= Edward Miller (playwright) =

American actor, playwright, and producer

Edward Miller is an American actor, playwright, and producer. Several of his original plays have been produced off-Broadway, and he has appeared in a number of independent films. He has most often collaborated with filmmaker Casper Andreas. Miller appeared in and executive-produced Andreas' 2009 film The Big Gay Musical.

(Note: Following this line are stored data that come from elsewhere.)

PR #263, opened 2024-11-20
fix: swagger for user account creation

patriciareinoso:
The correct endpoint for user creation is `/config/v1/account/` and not `/config/v1/account/{username}`
This PR fixes the endpoint so that it has the correct URL in the swagger page.

## Before

image

## After 

image


gab-arrobo (approved):
+1

PR #278, opened 2025-01-08
feat: implement PUT for inventory UPF

patriciareinoso:
# Description

This PR implements the edition of UPFs

- Create an index over hostname for UPFs to guarantee unique hostnames in DB
- Modify POST operation to remove the target from path: now hostname and port are specified in the body of the request.
- We cannot create 2 UPFs with the same hostname.
- Add PUT operation:
   - If the UPF hostname does not exist it is created.
   - If the UPF hostname exists, it is modified.
- Add validation over PORT

Given that we can create a NS containing a UPF before or after the creation of a UPF object, the PUT and the POST UPF operations are propagated to the NS containing it.

Edition of UPF is propagated to Network slices containing a UPF with the given name using a PATCH operation to modify only the UPF field.

We use transactions to ensure that both DB updates are successfully executed or reverted.

The POST and PUT handlers do not use the config channel -> reduce complexity.


configapi/api_inventory.go
```diff
@@ -200,21 +198,145 @@ func GetUpfs(c *gin.Context) {
...
+		c.JSON(http.StatusInternalServerError, gin.H{"error": "failed to PUT UPF"})
+		return
+	}
+	c.JSON(http.StatusOK, gin.H{})
+}
+
+func postUpfOperation(upf configmodels.Upf, sc mongo.SessionContext) error {
+	filter := bson.M{"hostname": upf.Hostname}
+	upfDataBson := configmodels.ToBsonM(upf)
+	return dbadapter.CommonDBClient.RestfulAPIPostMany(configmodels.UpfDataColl, filter, []interface{}{upfDataBson})
```
patriciareinoso, line 294: need to modify the mongo API

configapi/api_inventory.go
```diff
@@ -291,3 +377,23 @@ func handleDeleteUpf(c *gin.Context) error {
 	logger.ConfigLog.Infof("successfully added UPF [%v] with delete_op to config channel", upfHostname)
 	return nil
 }
+
+func updateUpfInNetworkSlices(hostname string, patchJSON []byte, context context.Context) error {
```
patriciareinoso, line 381: I think that i can simplify this using the right filter

configapi/api_inventory.go
```diff
@@ -224,21 +220,145 @@ func GetUpfs(c *gin.Context) {
...
+}
+
+func putUpfOperation(upf configmodels.Upf, sc mongo.SessionContext) error {
+	filter := bson.M{"hostname": upf.Hostname}
+	upfDataBson := configmodels.ToBsonM(upf)
+	_, err := dbadapter.CommonDBClient.RestfulAPIPutOneWithContext(sc, configmodels.UpfDataColl, filter, upfDataBson)
+	return err
+}
+
+func handleUpfTransaction(ctx context.Context, upf configmodels.Upf, operation func(configmodels.Upf, mongo.SessionContext) error) error {
```
patriciareinoso, line 326: i can merge this with handleDeleteUpfTransaction

configapi/api_inventory.go
```diff
@@ -224,21 +220,109 @@ func GetUpfs(c *gin.Context) {
...
-// @Router       /config/v1/inventory/upf/{upf-hostname}  [post]
+// @Failure      500  {object}  nil  "Error creating UPF"
+// @Router       /config/v1/inventory/upf/  [post]
 func PostUpf(c *gin.Context) {
-	setInventoryCorsHeader(c)
-	if err := handlePostUpf(c); err == nil {
-		c.JSON(http.StatusOK, gin.H{})
-	} else {
-		c.JSON(http.StatusBadRequest, gin.H{"error": err.Error()})
+	logger.WebUILog.Infoln("received a POST UPF request")
```
patriciareinoso, line 232: re add header

configapi/api_inventory.go
```diff
@@ -224,21 +219,113 @@ func GetUpfs(c *gin.Context) {
...
+	return []byte(fmt.Sprintf(`[
+		{
+			"op": "replace",
+			"path": "/site-info/upf",
+			"value": {
+				"upf-name": "%s",
+				"upf-port": "%s"
+			}
+		}
+	]`, upf.Hostname, upf.Port))
```
gatici, line 328: Why don't we prefer json encoding library to serialize the payload instead of manual string formattin using fmt.sprintf ?

configapi/api_inventory.go
```diff
@@ -377,7 +403,53 @@ func updateGnbInNetworkSlices(gnbName string, context context.Context) error {
 	return nil
 }
 
-func updateUpfInNetworkSlices(hostname string, patchJSON []byte, context context.Context) error {
+func postUpfOperation(sc mongo.SessionContext, upf configmodels.Upf) error {
+	filter := bson.M{"hostname": upf.Hostname}
+	upfDataBson := configmodels.ToBsonM(upf)
```
gatici, line 408: ToBsonM will return nil if there is any error occurs. We need to do a  nil check here before passing the nil data to post command.

configapi/api_inventory.go
```diff
@@ -377,7 +403,53 @@ func updateGnbInNetworkSlices(gnbName string, context context.Context) error {
...
+	return dbadapter.CommonDBClient.RestfulAPIPostManyWithContext(sc, configmodels.UpfDataColl, filter, []interface{}{upfDataBson})
+}
+
+func putUpfOperation(sc mongo.SessionContext, upf configmodels.Upf) error {
+	filter := bson.M{"hostname": upf.Hostname}
+	upfDataBson := configmodels.ToBsonM(upf)
```
gatici, line 414: We need to do a nil check for upfDataBson as if there is any error in ToBsonM, it will return nil.

gatici:
Looks good. A minor comments are added.

configapi/api_inventory.go
patriciareinoso: like this ?

gatici (approved):

ghislainbourgeois (approved):

ghislainbourgeois (approved):

PR #306, opened 2024-01-09
WithConsecutiveRector was applied only to dynamic invocations count

voronovvladimir:
PR is intended to give ability to refactor withConsecutive when static invocation checker applied
 
According to PHPUnit [there is no difference between static and non-static assertions](https://docs.phpunit.de/en/10.5/assertions.html#static-vs-non-static-usage-of-assertion-methods) but it sounds like invocation count checkers have the same ability and there is no difference between self::exactly and $this->exactly


TomasVotruba:
Looks good, thank you :+1:

PR #315, opened 2024-03-05
[PHPUnit][CodeQuality] Skip no arg on AssertEmptyNullableObjectToAssertInstanceofRector

samsonasik:
Fixes https://github.com/rectorphp/rector/issues/8527 for whatever reason to not have arg on the first place, eg: different object caller.


samsonasik:
All checks have passed 🎉 @TomasVotruba I am merging it;)

PR #320, opened 2024-03-25
Add `class-leak` to composer scripts

maks-rafalko:
- to increase its visibility
- to fix errors locally instead of seeing on GH Actions

Originally found here: https://github.com/rectorphp/rector-phpunit/pull/319#issuecomment-2017405159


samsonasik (approved):

samsonasik:
Thank you @maks-rafalko

PR #325, opened 2024-04-14
AddCoversClassAttributeRector: skip interfaces & traits

staabm:
`CoversClass` annotation should not be used with interfaces or traits

see 
- https://github.com/sebastianbergmann/phpunit/blob/53eebaa2a68b737b309ca2d4deb8fe961eb71200/src/Metadata/Api/CodeCoverage.php#L277-L284
- https://github.com/sebastianbergmann/phpunit/blob/53eebaa2a68b737b309ca2d4deb8fe961eb71200/src/Metadata/Api/CodeCoverage.php#L286-L293

### DIFF
--- a/rules/CodeQuality/Rector/Class_/AddCoversClassAttributeRector.php
+++ b/rules/CodeQuality/Rector/Class_/AddCoversClassAttributeRector.php
@@ -148,6 +148,11 @@ final class AddCoversClassAttributeRector extends AbstractRector
                 continue;
             }
 
+            $classReflection = $this->reflectionProvider->getClass($className);
+            if ($classReflection->isInterface()) {
+                continue;
+            }
+
             return $className;
         }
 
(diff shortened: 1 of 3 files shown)


rules/CodeQuality/Rector/Class_/AddCoversClassAttributeRector.php
```diff
@@ -148,6 +148,15 @@ private function matchExistingClassName(array $classNames): ?string
                 continue;
             }
 
+            $classReflection = $this->reflectionProvider->getClass($className);
+            if ($classReflection->isInterface()) {
+                continue;
+            }
+
+            if ($classReflection->isTrait()) {
```
samsonasik, line 156: `! $classReflection->isClass()` should be enough

staabm: there is also enum. I want to be explicit

samsonasik (approved):

samsonasik:
Thank you @staabm

PR #326, opened 2024-04-17
AddCoversClassAttributeRector: skip abstract classes

staabm:
quoting sebastian bergmann:

> This has no effect as AttributeParserTestCase is an abstract class and only metadata on concrete test classes is used.

see https://github.com/sebastianbergmann/phpunit/pull/5814#discussion_r1568275673


staabm:
//cc @maks-rafalko

samsonasik:
Thank you @staabm

PR #329, opened 2024-05-02
Fix InstanceOfComparisonRector for variables

jorgsowa:
Rule `InstanceOfComparisonRector` doesn't work when we pass a variable as the second argument to operator `instanceof`. This PR fixes it.

### DIFF
--- a/rules/CodeQuality/Rector/MethodCall/AssertInstanceOfComparisonRector.php
+++ b/rules/CodeQuality/Rector/MethodCall/AssertInstanceOfComparisonRector.php
@@ -72,9 +72,11 @@ final class AssertInstanceOfComparisonRector extends AbstractRector
         if (! $this->testsNodeAnalyzer->isPHPUnitMethodCallNames($node, $oldMethodNames)) {
             return null;
         }
+
         if ($node->isFirstClassCallable()) {
             return null;
         }
+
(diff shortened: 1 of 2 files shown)


samsonasik:
You can fix CI by run:

```
```

rules/CodeQuality/Rector/MethodCall/AssertInstanceOfComparisonRector.php
```diff
@@ -9,12 +9,15 @@
...
 use PhpParser\Node\Expr\StaticCall;
+use PhpParser\Node\Expr\Variable;
 use Rector\Exception\ShouldNotHappenException;
 use Rector\PHPUnit\NodeAnalyzer\IdentifierManipulator;
 use Rector\PHPUnit\NodeAnalyzer\TestsNodeAnalyzer;
 use Rector\Rector\AbstractRector;
 use Symplify\RuleDocGenerator\ValueObject\CodeSample\CodeSample;
 use Symplify\RuleDocGenerator\ValueObject\RuleDefinition;
+use function array_keys;
+use function array_merge;
```
samsonasik, line 20: this is not part of our CS

samsonasik (approved):

samsonasik:
Thank you @jorgsowa

Issue #344, opened 2024-06-29
NamedArgumentForDataProviderRector not working because the class DataProvider is using a scoped rector version


gnutix:
Hello there,

I've just tried the [new `NamedArgumentForDataProviderRector` rule](https://github.com/rectorphp/rector-phpunit/pull/330) and was surprised that it changed nothing in my project. I started debugging and the issue was this : 

```diff
-use RectorPrefix202406\PHPUnit\Framework\Attributes\DataProvider;
+use PHPUnit\Framework\Attributes\DataProvider;
```

I'm not sure if the issue is that the DataProvider class must be referenced somewhere in Rector's code to be properly handled when scoped, or if the issue is with how Rector is installed in our project (which is quite standard I think, but these things tend to get complicated real fast, so who knows...).

gnutix

TomasVotruba:
Hi, indeed, this class name should be untouched.

@samsonasik Could you fix this one, as it requires a bit of Rector internals?

samsonasik:
Yes, here the PR:

- https://github.com/rectorphp/rector-phpunit/pull/347

PR #347, opened 2024-06-30
Fix prefixed scoped DataProvider class on NamedArgumentForDataProviderRector

samsonasik:
Fixes https://github.com/rectorphp/rector-phpunit/issues/344


samsonasik:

==Early life and education==
Miller is originally from Memphis, Tennessee. He attended the University of Memphis and studied music education.

==Career==
Miller has appeared in several New York off-Broadway theater productions, as well as films.

===Filmography===
- A Four Letter Word (2008) Hot guy outside bar
- The Big Gay Musical (2009) Stage manager
- Kiss Me, Kill Me (2015) Bar patron/paramedic

===Theater===
- Crossover, (Morton) 2003 Jan Hus Playhouse
- Revolution Row, (Terrence) 2005 Sande Shurin Theatre
- Make It So, 2008 Theater For the New City
- A Promise Best Kept, 2012 Theater For the New City
- No Ransom To Be Paid, 2017 Pangea Supper Club

==Other projects==
Miller also executive-produced an original musical by Erik Ransom entitled More Than All the World in 2016. It premiered at Theater for the New City.